This repo implements a simple PyTorch codebase for training inpainting models with powerful tools including Docker, PyTorchLightning, and Hydra.
Currently, only DFNet is supported. More methods as well as some additional useful utilities for image inpainting will be implemented.
We use docker to run all experiemnts.
- PytorchLightning
- logging (tensorboard, csv)
- checkpoint
- DistributedDataParallel
- mixed-precision
- Hydra
- flexible configuration system
- logging (stream to file, folder structure)
- Others
- save sample results
Build the image for the first time:
python core.py env prepare
Explaination:
- When you first run this command, you will be asked to give three items:
- a project name,
- the root folder of your train log,
- the root folder of your datasets,
- then an image is built based on
/env/Dockerfile
, - and at last, a container is launched based on
docker-compose.yml
The defualt setting of docker-compose.yml
is shown as below, you can modify this setting before building accordingly:
version: "3.9"
services:
lab:
container_name: ${PROJECT}
runtime: nvidia
build:
context: env/
dockerfile: Dockerfile
args:
- USER_ID=${UID}
- GROUP_ID=${GID}
- USER_NAME=${USER_NAME}
image: pytorch181_local
environment:
- TZ=Asia/Shanghai
- TORCH_HOME=/data/torch_model
ipc: host
hostname: docker
working_dir: /code
command: ['sleep', 'infinity']
volumes:
- ${CODE_ROOT}:/code
- ${DATA_ROOT}:/data
- ${LOG_ROOT}:/outputs
Simply run:
python core.py env
The default user is the same as the host to avoid permission issues. And of course you can enter the container with root:
python core.py env --root
Basiclly, the environment are determined by four items:
/env/Dockerfile
defines the logic of building the local docker image. For example, installing packages defined inrequirements.txt
based ondeepbase/pytorch:latest
.- Base docker image. From
/env/Dockerfile
, you can finddeepbase/pytorch
is the base image. The original Dockerfile of the base image is at deepcodebase/docker. You can change the base image as whatever you like. /env/requirements.txt
defines the python packages you want to install in the local docker image./docker-compose.yml
defines the setting of running the container. For example, the volumes, timezone, etc.

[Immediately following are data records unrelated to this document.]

PR #3327, opened 2022-07-21
Use mono-packages for docs examples

devongovett:
This updates the React Aria and React Stately examples to use the mono-packages rather than the individual packages, similar to how we have been doing it for React Spectrum. This simplifies the examples and reduces the number of packages people need to install.

Questions:

- How should we handle the `version` shown at the top of the page? In RSP, people have been confused since this doesn't match the mono package version.
- How should we expose what individual package a hook is part of?
- Why did we only do this in the production docs rather than PR/local builds before? For now I turned that off so I could test, but not sure what the reason was.

### DIFF
--- a/packages/dev/parcel-transformer-mdx-docs/MDXTransformer.js
+++ b/packages/dev/parcel-transformer-mdx-docs/MDXTransformer.js
@@ -407,32 +407,42 @@ function transformExample(node, preRelease) {
   /* Replace individual package imports in the code
    * with monorepo imports if building for production and not a pre-release
    */
-  if (process.env.DOCS_ENV === 'production' && !preRelease && node.value.includes('@react-spectrum')) {
-    let specifiers = [];
-    let last;
+  if (!preRelease && /@react-spectrum|@react-aria|@react-stately/.test(node.value)) {
+    let specifiers = {};
+    const recast = require('recast');
     const traverse = require('@babel/traverse').default;
     const {parse} = require('@babel/parser');
-    const generate = require('@babel/generator').default;
-    let ast = parse(node.value, {
-      sourceType: 'module',
-      plugins: ['jsx', 'typescript']
+    let ast = recast.parse(node.value, {
+      parser: {
+        parse() {
+          return parse(node.value, {
+            sourceType: 'module',
+            plugins: ['jsx', 'typescript'],
+            tokens: true
+          });
+        }
+      }
     });
 
     traverse(ast, {
       ImportDeclaration(path) {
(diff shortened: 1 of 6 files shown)


packages/dev/parcel-transformer-mdx-docs/MDXTransformer.js
```diff
@@ -441,26 +451,25 @@ function transformExample(node, preRelease) {
...
+
+              path.unshiftContainer('body', [decl]);
+            }
           }
         }
       }
     });
 
-    node.value = generate(ast).code.replace(/(<WRAPPER>(?:.|\n)*<\/WRAPPER>)/g, '\n($1)');
+    node.value = recast.print(ast, {objectCurlySpacing: false, quote: 'single'}).code.replace(/(<WRAPPER>(?:.|\n)*<\/WRAPPER>)/g, '\n($1)');
```
devongovett, line 472: Recast does a better job of code generation, because it preserves the original formatting for anything that wasn't modified.

snowystinger:
> Why did we only do this in the production docs rather than PR/local builds before? For now I turned that off so I could test, but not sure what the reason was

I think we did this so that we could develop docs for components/hooks that weren't released at all yet

devongovett:
hmm yeah, but there's a separate check for pre-releases also, which uses individual packages...

snowystinger:
I just saw that, maybe that was added later?

devongovett:
Ah yeah, I think you're right https://github.com/adobe/react-spectrum/pull/712/files#diff-8eac6389915347070f55b54438fc38057f8933d3d7d4ce54ce8f24e25aac995fR317

snowystinger:
is it enough to include both sets of information? maybe some better names than I used for some things, was trying to figure out short words/phrases for it.
Screen Shot 2022-07-21 at 11 13 49 AM

devongovett:
I think it might just be confusing. I think for now we can change the version to just be the mono package version. The "View package" card below links to the individual package, where you can easily find the version.

@dannify also wanted to change "version" to "added" or "since", to show the version a component was added to the mono package instead of the current version. Might be more useful. That will require some more manual work (to be done separately).

snowystinger:
> @dannify also wanted to change "version" to "added" or "since", to show the version a component was added to the mono package instead of the current version. Might be more useful. That will require some more manual work (to be done separately).

I think this would help, we get people confused about when things were added pretty consistently.

If we kept an old version of docs for older versions of the mono packages, I think we could also solve it that way

dannify (approved):

snowystinger (approved):

PR #3335, opened 2022-07-23
Fix re-export of useValueEffect

devongovett:
Works around a parcel issue until we upgrade. Also this extra file was kinda unnecessary anyway. 😄 

https://github.com/parcel-bundler/parcel/pull/8299


LFDanLu (approved):
verdaccio build works again

PR #3341, opened 2022-07-25
Fix menu trigger longpress

devongovett:
Fixes a regression found in #3264. MenuTrigger with menuTrigger=longpress would open both when long pressing and pressing normally. This was due to onPress being added in useOverlayTrigger. So now we override that at the useMenuTrigger level.


snowystinger (approved):

LFDanLu (approved):
LGTM, tested on desktop and mobile, confirmed that menu only opens on long press or option/alt + up/down arrow

PR #3361, opened 2022-07-29
Workaround for tree shaking issue with Parcel

devongovett:
The intl-messageformat dependency should be tree shaken unless `useMessageFormatter` is used, however, Parcel does not do this. This is because it doesn't track that because this function is unused, the imported dependency is also unused.

A workaround to this is to build `useMessageFormatter` into a separate file rather than bundling it with the rest of the package. Then, re-export that file along with the real entry. Then Parcel is able to see that nothing in that file is unused, and due to `"sideEffects": false` in the package.json, exclude it.

Unfortunately it's not terribly clean because this involves building that file manually using Babel. But I verified locally that it solves the problem.


packages/@react-aria/i18n/src/index.ts
```diff
@@ -11,14 +11,13 @@
...
 export {I18nProvider, useLocale} from './context';
-export {useMessageFormatter} from './useMessageFormatter';
 export {useLocalizedStringFormatter} from './useLocalizedStringFormatter';
 export {useDateFormatter} from './useDateFormatter';
 export {useNumberFormatter} from './useNumberFormatter';
 export {useCollator} from './useCollator';
 export {useFilter} from './useFilter';
 
-export type {FormatMessage} from './useMessageFormatter';
+export type {useMessageFormatter, FormatMessage} from './useMessageFormatter';
```
devongovett, line 20: By only exporting the type for `useMessageFormatter` here, it stays in the generated TS definitions, but is excluded from the Parcel-built JS.

devongovett:
Had to delete the docs for this to work, but we were gonna do that anyway.

reidbarber (approved):

dannify (approved):
📦

PR #3380, opened 2022-08-04
Stop propagation when pressing Enter on a native link

### LINKED ISSUE #2599: TableView: space key on link within cell scrolls the TableView down a page
# 🐛 Bug Report 

Within TableView, pressing the space key on a link within a cell scrolls the TableView down a page. After scrolling the row containing the link out of view, the keyboard focus gets shifted to the TableView container element itself, yet pressing space again to scroll down does nothing.

This behavior can be reproduced using the [TableView async loading example in Storybook](https://reactspectrum.blob.core.windows.net/reactspectrum/0940d13d2f58c191ef01def65b6745dbdc6824e2/storybook/index.html?path=/story/tableview--async-loading).

## 🤔 Expected Behavior

The Space key event handler within TableView should `stopPropagation` to prevent the browser's default behavior, to scroll whichever scrolling region comes first or the document body.

Links are typically activated using the Enter key, so I don't necessarily expect Space to activate the link. Depending on the selection mode, pressing Space with focus on a link within a cell should either select the row or do nothing.

## 😯 Current Behavior

Pressing the space key on a link within a cell scrolls the TableView down a page. After scrolling the row containing the link out of view, the keyboard focus gets shifted to the TableView container element itself, yet pressing space again to scroll down does nothing.

## 💁 Possible Solution

`preventDefault` but don't `stopPropagation` of keyboard event using space key on link.

## 🔦 Context

This bug was identified during and accessibility review for a control using the Inventory component within quarry.

## 🌍 Your Environment

| react-spectrum   | @react-spectrum/table@3.0.1
| Browser          | Chrome 96.0.4664.55 (Official Build) (x86_64)
| Operating System | macOS 11.6 (20G165)

## 🧢 Your Company/Team

 Adobe/Accessibility

devongovett:
Closes #2599. Closes #2619.

Slightly different version of the fix in #2619 (test and partial fix reused). This fixes scrolling and selection when pressing Space when focused on a link in a TableView, while letting Enter trigger the link natively. Two fixes:

1. Use `currentTarget` rather than `target` to check whether to handle a keyboard event. This ensures the check for link handling doesn't apply when the table row is handling an event that propagated up from a link (e.g. Space key). This is the same as in #2619.
2. Stop propagation on native HTML links during keydown, even when we don't otherwise handle the event, because the browser will handle it natively and we don't want TableView to also handle it. This is different from #2619 in that the link handles it rather than the table. I think we should stop propagation here because the event is handled (by the browser), so elements above it should not handle it as well.

## 📝 Test Instructions:
1. Open TableView async loading story.
2. Move focus to a link in the table.
3. Press Space key. Selection of the table row should be toggled, and it should not scroll.
4. Press Enter on the link. It should open in a new tab.

### DIFF
--- a/packages/@react-aria/interactions/src/usePress.ts
+++ b/packages/@react-aria/interactions/src/usePress.ts
@@ -228,7 +228,7 @@ export function usePress(props: PressHookProps): PressResult {
 
     let pressProps: DOMAttributes = {
       onKeyDown(e) {
-        if (isValidKeyboardEvent(e.nativeEvent) && e.currentTarget.contains(e.target as Element)) {
+        if (isValidKeyboardEvent(e.nativeEvent, e.currentTarget) && e.currentTarget.contains(e.target as Element)) {
           if (shouldPreventDefaultKeyboard(e.target as Element)) {
             e.preventDefault();
           }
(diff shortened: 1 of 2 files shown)


LFDanLu (approved):
LGTM

majornista (approved):

majornista:
Thanks for this. LGTM

dannify (approved):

After changing the settings as you want at anytime, you can rebuild the local image by running:
python core.py env prepare --build
- Image data: any image data you like. e.g. Places2, ImageNet, etc. Place your dataset into your
DATAROOT
in your local machine (mapped to docker's/data
). For example:DATAROOT/places2
is used for training by default. - Masks: you can download and use free-form-mask. Decompress the file and place
mask
underDATAROOT
. - By default, inside the environment, you need to have
places2
andmask
under/data
. - If you use other datasets, remember to modify the settings especially the data location under
conf/dataset
.
After entering the environment, you can launch training. Example training commands:
python train.py
python train.py mode=run pl_trainer.gpus=\'3,4\' logging.wandb.notes="tune model"
python train.py +experiment=k80 mode=run logging.wandb.tags='[k80]'
This project use wandb for logging by default, it will prompt if you run training the first time:
wandb: (1) Create a W&B account
wandb: (2) Use an existing W&B account
wandb: (3) Don't visualize my results
wandb: Enter your choice:
just follow the steps and wandb is convenient and easy use. If you wan't to use tensorboard instead, just add the flag when running:
python train.py logging=tensorboard
Reading the offical documents of Hydra and PyTorchLightning to know more about:
- Hydra: Very powerful and convenient configuration system and more.
- PyTorchLightning: You almost only need to write codes for models and data. Say goodbye to massive codes for pipelines, mixed precision, logging, etc.
Training on Places2 with 20 epochs.
This work is licensed under a Creative Commons Attribution-NonCommercial 4.0 International License.